Are you suffering from acedia too?

Social distancing limits physical contact. Lockdown constricts physical space and movement. Working from home or having lost work entirely both upend routines and habits. We’re bored, listless, afraid and uncertain… does that mean we’re feeling acedia?

| AUGUST 30, 2020, 04:00 AM IST
Are you suffering from acedia too?

WHAT IS ACEDIA

Acedia is the lost name for the emotion we’re all feeling right now. It’s an ancient term describing the paradoxical combination of jangling nerves and vague lack of purpose many of us are feeling now

With some communities in rebooted lockdown conditions and movement restricted everywhere else, no one is posting pictures of their sourdough. Zoom cocktail parties have lost their novelty, Netflix can only release so many new series. The news seems worse every day, yet we compulsively scroll through it.

We get distracted by social media, yet have a pile of books unread. We’re bored, listless, afraid and uncertain.

What is this feeling?

John Cassian, a monk and theologian wrote in the early 5th century about an ancient Greek emotion called acedia.

Etymologically, acedia joins the negative prefix a- to the Greek noun kēdos, which means “care, concern, or grief”. It sounds like apathy, but Cassian’s description shows that acedia is much more daunting and complex than that.

Cassian and other early Christians called acedia “the noonday demon”, and sometimes described it as a “train of thought”. But they did not think it affected city-dwellers or even monks in communities.

Rather, acedia arose directly out the spatial and social constrictions that a solitary monastic life necessitates. These conditions generate a strange combination of listlessness, undirected anxiety, and inability to concentrate. Together these make up the paradoxical emotion of acedia.

Modern day application

As clinical psychology has reclassified emotions and mental states, terms like “melancholy” can sound archaic and moralising.

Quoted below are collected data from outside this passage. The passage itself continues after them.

PR #406, opened 2018-06-04
[POC] KIALI-756 New Overview Page

jshaughn:
This creates a new Overview page that is currently defined to be the new default.  The goal is to provide an initial "traffic light" view for overall "App" health.  Initially an "App" is basically a namespace.  And it is represented by the service[s] from that namespace which handle external requests.  Initially that is constrained to "istio-ingress" and "unknown".  That may need to be expanded if we want to see services called only from other services.  The view also does not look for orphan services (dotted line services). This is currently by design but I'm not sure if it is correct (note, adding it in may not be completely trivial).

The service nodes reflect health both by their coloring and via a text label.  By clicking the service you get the familiar service node summary with the addition of the standard health icon and standard popover.

This relies on the server additions in https://github.com/kiali/kiali/pull/247.

Here is an example (a bit dull with only green bookinfo traffic):

screenshot

### DIFF
--- a/src/actions/ServiceGraphDataActions.ts
+++ b/src/actions/ServiceGraphDataActions.ts
@@ -4,6 +4,7 @@ import { Duration } from '../types/GraphFilter';
 import * as API from '../services/Api';
 import * as MessageCenter from '../utils/MessageCenter';
 import { authentication } from '../utils/Authentication';
+import * as H from '../utils/Health';
 
 const EMPTY_GRAPH_DATA = { nodes: [], edges: [] };
 
@@ -11,6 +12,11 @@ export enum ServiceGraphDataActionKeys {
   GET_GRAPH_DATA_START = 'GET_GRAPH_DATA_START',
   GET_GRAPH_DATA_SUCCESS = 'GET_GRAPH_DATA_SUCCESS',
   GET_GRAPH_DATA_FAILURE = 'GET_GRAPH_DATA_FAILURE',
+  CLEANUP_GRAPH_DATA = 'CLEANUP_GRAPH_DATA',
+  GET_OVERVIEW_GRAPH_DATA_START = 'GET_OVERVIEW_GRAPH_DATA_START',
+  GET_OVERVIEW_GRAPH_DATA_SUCCESS = 'GET_OVERVIEW_GRAPH_DATA_SUCCESS',
+  GET_OVERVIEW_GRAPH_DATA_FAILURE = 'GET_OVERVIEW_GRAPH_DATA_FAILURE',
+  CLEANUP_OVERVIEW_GRAPH_DATA = 'CLEANUP_OVERVIEW_GRAPH_DATA',
   HANDLE_LEGEND = 'HANDLE_LEGEND'
 }
 
@@ -36,13 +42,14 @@ const decorateGraphData = (graphData: any) => {
       rate4XX: undefined,
       rate5XX: undefined,
       rateSelfInvoke: undefined,
+      globalStatus: undefined,
       hasCB: undefined,
+      hasMissingSidecars: undefined,
       hasRR: undefined,
       isDead: undefined,
       isGroup: undefined,
       isRoot: undefined,
-      isUnused: undefined,
-      hasMissingSidecars: undefined
+      isUnused: undefined
     }
   };
   if (graphData) {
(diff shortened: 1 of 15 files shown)


jshaughn:
screenshot from 2018-06-04 16-51-05

abonas:
The JIRA says it is a POC. 
What does it mean in terms of this PR?  didn't see it's indicated as POC here.
Was the design discussed with @serenamarie125 ?

pilhuhn:
Can you create screenshots with more than 1 application deployed?
E.g. bookinfo + 2 synthetic meshes ?

jshaughn:
> The JIRA says it is a POC. What does it mean in terms of this PR? didn't see it's indicated as POC here.

It is labeled as Do Not Merge and the PR exists so that we can talk around it.  If you prefer just prefix POC into the title, it's fine by me.

abonas:
@jshaughn it is labeled as 'do not merge *yet*' :)
which means that if this label is off, it can be merged.

jshaughn:
> which means that if this label is off, it can be merged.

I guess I don't understand, the label only gets removed manually.  I'll add "POC" to the title but remember, if someone removes that prefix this could get merged.  After being approved by someone other than me.

jshaughn:
@pilhuhn Here is another pic.  We need to talk about where we want to go with this stuff...

screenshot from 2018-06-05 16-46-03

jshaughn:
Hi @serenamarie125 , this POC is pretty much the design to be discussed, this PR is just a talking point. It's based on the  [mesh doc](https://docs.google.com/document/d/13l6uA7eP3ndf3gL8FnHBbi10oaxmlxu-Cj8ry-SRdl0/edit?ts=5ade3377#heading=h.jj6p9kpqnpr4).   We have a meeting scheduled today, I think, to discuss health topics so hopefully that will give us a chance to talk more about this and the general topic.

theute:
I'm not super enthousiast about a new overview page again in the shape of a graph
Beside not being something we agreed we would work in that sprint, we have some "traffic light" view in the "Services" tab, and the planned task https://docs.jboss.org/display/KIALI/Sprint+%236 was to reflect the service view in the existing graph, can't we stick to this ?
We'll need some definition of "application" and probably a higher level view, but I count on getting user feedback about how they shape an application, the namespace doesn't seem to be the right thing.

lucasponce:
> Idea of a card-based overview-page

I prefer this "dashboard" view instead of a new graph.
I think the new graph introduces some sort of replication in the features and it is not clear why shouldn't be put together with some "zooming" feature instead of a split in overview/graph.

A card view also it's flexible and it can combine different type of info and get the attention of the user.

jshaughn:
> Beside not being something we agreed we would work in that sprint

Not sure when we didn't agree to do this is S6, A POC was set as a goal in the planning meeting, as a subtask of KIALI-655  and all of the idea generation (one level graph, namespace=app, etc)  was in the doc and associated meetings referenced above.  And my status reports have been talking about this.   You must have missed it.

I honestly don't know why I'm seemingly getting hassled about this work from various people.  It's a POC, the code is there exactly to show it as a proof of concept, to talk around.  It's fine if people don't like the way it looks or if it doesn't pan out.  We can toss it, revise it, etc.   It's an impl of exactly what was discussed and agreed on with @pilhuhn as a first pass.

jshaughn:
Closing this, I think the work here is done, the POC has been able to generate more discussion about what we may want to do in this area.

jotak:
@jshaughn +1 it was clearly referred as a POC so I don't see any issue in having opened this PR, it triggered all the discussions that was necessary (and even a bit more)
Thanks for the work!

pilhuhn:
> We'll need some definition of "application" and probably a 
> higher level view, but I count on getting user feedback 
> about how they shape an application, the namespace doesn't 
> seem to be the right thing.

We have in the light of the mesh that span more than one namespace
document and discussion said, that for now an application is what can 
be reached from the outside (that has traffic from a route or fro Istio-Ingress(*)).
This mesh can then incorporate services from multiple namespaces. 
This is the best we can get now, as there is no consensus anywhere about
what label(-key) to denote for an application. And even we did not come 
up with such a thing.
While the namespace per se is not the right thing, It can help putting a name
on the application. Of course in cases where more than one route leads "into" a
namespace, we need a differentiator and also add the service name or such.

PR #407, opened 2018-06-05
[Kiali-850] Configure Redux-Persist

aljesusg:
With this we can persist the state of redux.

**Require**: https://github.com/kiali/kiali-ui/pull/413

- Keep the session and options after refresh app (F5)
- Let puppeter (Itest) navigate to others page for @abonas proposal 
- Fix Bug [Kiali-850](https://issues.jboss.org/browse/KIALI-850)
- Work in the session timeout [KIALI-533](https://issues.jboss.org/browse/KIALI-533) reported by @mtho11 

Documentation : [Redux-persist ](https://github.com/rt2zz/redux-persist) 5582 starts 398 forks

redux-persist

Things to improve.

- Select another kind of storage and encrypt this information. Currently there is no sensitive information so we can do this after.

## Storage Engines

- **localStorage** `import storage from 'redux-persist/lib/storage'`
- **sessionStorage** `import storageSession from 'redux-persist/lib/storage/session'`
- **AsyncStorage** react-native `import { AsyncStorage } from 'react-native'`
- **[localForage](https://github.com/mozilla/localForage)** recommended for web
- **[electron storage](https://github.com/psperber/redux-persist-electron-storage)** Electron support via [electron store](https://github.com/sindresorhus/electron-store)
- **[redux-persist-filesystem-storage](https://github.com/robwalkerco/redux-persist-filesystem-storage)** react-native, to mitigate storage size limitations in android ([#199](https://github.com/rt2zz/redux-persist/issues/199), [#284](https://github.com/rt2zz/redux-persist/issues/284))
- **[redux-persist-node-storage](https://github.com/pellejacobs/redux-persist-node-storage)** for use in nodejs environments.
- **[redux-persist-sensitive-storage](https://github.com/CodingZeal/redux-persist-sensitive-storage)** react-native, for sensitive information (uses [react-native-sensitive-storage](https://github.com/mCodex/react-native-sensitive-info)).
- **[redux-persist-expo-securestore](https://github.com/Cretezy/redux-persist-expo-securestore)** react-native, for sensitive information using Expo's SecureStore. Only available if using Expo SDK (Expo, create-react-native-app, standalone).
- **[redux-persist-fs-storage](https://github.com/leethree/redux-persist-fs-storage)** react-native-fs engine
- **[redux-persist-cookie-storage](https://github.com/abersager/redux-persist-cookie-storage)** Cookie storage engine, works in browser and Node.js, for universal / isomorphic apps
- **[redux-persist-weapp-storage](https://github.com/cuijiemmx/redux-casa/tree/master/packages/redux-persist-weapp-storage)** Storage engine for wechat mini program, also compatible with wepy
- **custom** any conforming storage api implementing the following methods: `setItem` `getItem` `removeItem`. (**NB**: These methods must support promises)

### DIFF
--- a/package.json
+++ b/package.json
@@ -31,6 +31,7 @@
     "react-scripts-ts": "2.15.1",
     "redux": "3.7.2",
     "redux-mock-store": "1.5.1",
+    "redux-persist": "5.9.1",
     "redux-thunk": "2.2.0",
     "ssri": "6.0.0",
     "typesafe-actions": "1.1.2",
--- a/src/store/ConfigStore.ts
+++ b/src/store/ConfigStore.ts
@@ -11,7 +11,8 @@ declare const window;
 
 const persistConfig = {
   key: 'root',
-  storage: storage
+  storage: storage,
+  whitelist: ['authentication']
 };
 
 const composeEnhancers =
--- a/src/store/ConfigStore.ts
+++ b/src/store/ConfigStore.ts
@@ -1,9 +1,18 @@
 import { createStore, applyMiddleware, compose } from 'redux';
 import { KialiAppState } from './Store';
+import { persistStore, persistReducer } from 'redux-persist';
 import rootReducer from '../reducers';
 import thunk from 'redux-thunk';
 
+// defaults to localStorage for web and AsyncStorage for react-native
+import storage from 'redux-persist/lib/storage';
+
 declare const window;
+
+const persistConfig = {
+  key: 'root',
+  storage: storage
+};
 
 const composeEnhancers =
   (process.env.NODE_ENV === 'development' && window && window.__REDUX_DEVTOOLS_EXTENSION_COMPOSE__) || compose;
@@ -13,12 +22,12 @@ const configureStore = (initialState?: KialiAppState) => {
   const middlewares = [thunk];
   // compose enhancers
   const enhancer = composeEnhancers(applyMiddleware(...middlewares));
+  // persist reducers
+  const persistentReducer = persistReducer(persistConfig, rootReducer);
   // create store
-  return createStore(rootReducer, initialState, enhancer);
+  return createStore(persistentReducer, initialState, enhancer);
 };
 
 // pass an optional param to rehydrate state on app start
-const store = configureStore();
-
-// export store singleton instance
-export default store;
+export const store = configureStore();
+export const persistor = persistStore(store);
--- a/src/app/App.tsx
+++ b/src/app/App.tsx
@@ -3,10 +3,11 @@ import { Router, withRouter } from 'react-router-dom';
 import { Provider } from 'react-redux';
 import './App.css';
 import Navigation from '../containers/NavigationContainer';
-import store from '../store/ConfigStore';
+import { store, persistor } from '../store/ConfigStore';
 import axios from 'axios';
 import { GlobalActionKeys } from '../actions/GlobalActions';
 import history from './History';
+import { PersistGate } from 'redux-persist/lib/integration/react';
 
 // intercept all Axios requests and dispatch the LOADING_SPINNER_ON Action
 axios.interceptors.request.use(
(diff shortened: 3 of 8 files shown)


aljesusg:
@mtho11 after learning about this we can set which states we wanna persist or not 

```javascript
// BLACKLIST
const persistConfig = {
  key: 'root',
  storage: storage,
  blacklist: ['navigation'] // navigation will not be persisted
};

// WHITELIST
const persistConfig = {
  key: 'root',
  storage: storage,
  whitelist: ['navigation'] // only navigation will be persisted
};
```

but I think that actually we can persist all the information, so What do you think about merge this? Thanks

src/store/ConfigStore.ts
```diff
@@ -13,12 +22,12 @@ const configureStore = (initialState?: KialiAppState) => {
   const middlewares = [thunk];
   // compose enhancers
   const enhancer = composeEnhancers(applyMiddleware(...middlewares));
+  // persist reducers
+  const pReducer = persistReducer(persistConfig, rootReducer);
   // create store
-  return createStore(rootReducer, initialState, enhancer);
+  return createStore(pReducer, initialState, enhancer);
```
mtho11: Can we spell out `persistentReducer` instead of `pReducer`? I don't know what a `pReducer` is without looking around in the code and see how the object was instantiated. No need to be terse, meaningful names is   key. Besides, in production it will get minified anyway.

aljesusg: Changed @mtho11 Thanks

package.json
```diff
@@ -31,6 +31,7 @@
     "react-scripts-ts": "2.15.1",
     "redux": "3.7.2",
     "redux-mock-store": "1.5.1",
+    "redux-persist": "^5.9.1",
```
mtho11: Oh one last thing. Can we change this to fixed versions?

mtho11:
As for future steps, I don't think we want to encrypt (at least not yet). There is value in being able to browse the local browser DB (and grab snapshots).

package.json
aljesusg: Fixed to 5.9.1

aljesusg:
This fail when try to convert object

```json
filterState:{showLegend: false, showNodeLabels: true, showCircuitBreakers: false, showRouteRules: true, showMissingSidecars: true, …}
graphData: {nodes: Array(9), edges: Array(7)}
graphDataTimestamp: 1528318507
hideLegend:true
isLoading: false
sidePanelInfo: {kind: "graph", graphReference: Core}
```

Ir could be the undefined

```json
graphData: 
   edges:Array(7)
        0: data:{rate: "0.818", rate3XX: undefined, rate4XX: undefined, rate5XX: undefined, percentErr: undefined, …}
```

aljesusg:
@mtho11 we avoid this fail if we persist only the authentication , the problem was in the toolbar object it seems there are some converting circular in the toolbar that it's not recommended we should check the ServiceGraphDataActions to avoid this.  

Anyway we can continue persisting only the authenticacion and add others later how globalState, messageCenter and namespaces, but ServiceGraph should be reviewed.
```javascript
// This defines the Kiali Global Application State
export interface KialiAppState {
  // Global state === across multiple pages
  // could also be session state
  globalState: GlobalState;
  // page settings
  authentication: LoginState;
  messageCenter: MessageCenterState;
  namespaces: any;
  serviceGraph: ServiceGraphState;
}

```
. This let us go with KIALI-533 about session timeout. What do you think?

aljesusg:
We can set blacklist to serviceGraph and all would work less the persist state for the serviceGraph @mtho11 
```javascript
const persistConfig = {
  key: 'root',
  storage: storage,
  blacklist: ['serviceGraph']
};
```

mtho11:
@aljesusg sure we can start small and expand. Sounds good!

mtho11:
Tested looks good now.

Emotional expressions, norms, and scripts change over time and vary between cultures. They mark out constellations of bodily sensations, patterns of thought and perceived social causes or effects.

Since these constellations are culturally or socially specific, as societies change, so do the emotions in their repertoire. With the decline of theological moralising, not to mention monastic influence, acedia has largely disappeared from secular vocabularies.

Now, the pandemic and governmental responses to it create social conditions that approximate those of desert monks. No demons, perhaps, but social media offers a barrage of bad (or misleading) news.

Social distancing limits physical contact. Lockdown constricts physical space and movement. Working from home or having lost work entirely both upend routines and habits. In these conditions, perhaps it’s time to bring back the term.

More than just a term

Reviving the language of acedia is important to our experience in two ways. First, it distinguishes the complex of emotions brought on by enforced isolation, constant uncertainty and the barrage of bad news from clinical terms like “depression” or “anxiety”.

Saying, “I’m feeling acedia” could legitimise feelings of listlessness and anxiety as valid emotions in our current context without inducing guilt that others have things worse.

Second, and more importantly, the feelings associated with physical isolation are exacerbated by emotional isolation – that terrible sense that this thing I feel is mine alone. When an experience can be named, it can be communicated and even shared.

Learning to express new or previously unrecognised constellations of feelings, sensations, and thoughts, builds an emotional repertoire, which assists in emotional regulation. Naming and expressing experiences allows us to claim some agency in dealing with them.

As we, like Cassian’s desert monks, struggle through our own “long, dark teatime of the soul”, we can name this experience, which is now part of our emotional repertoire.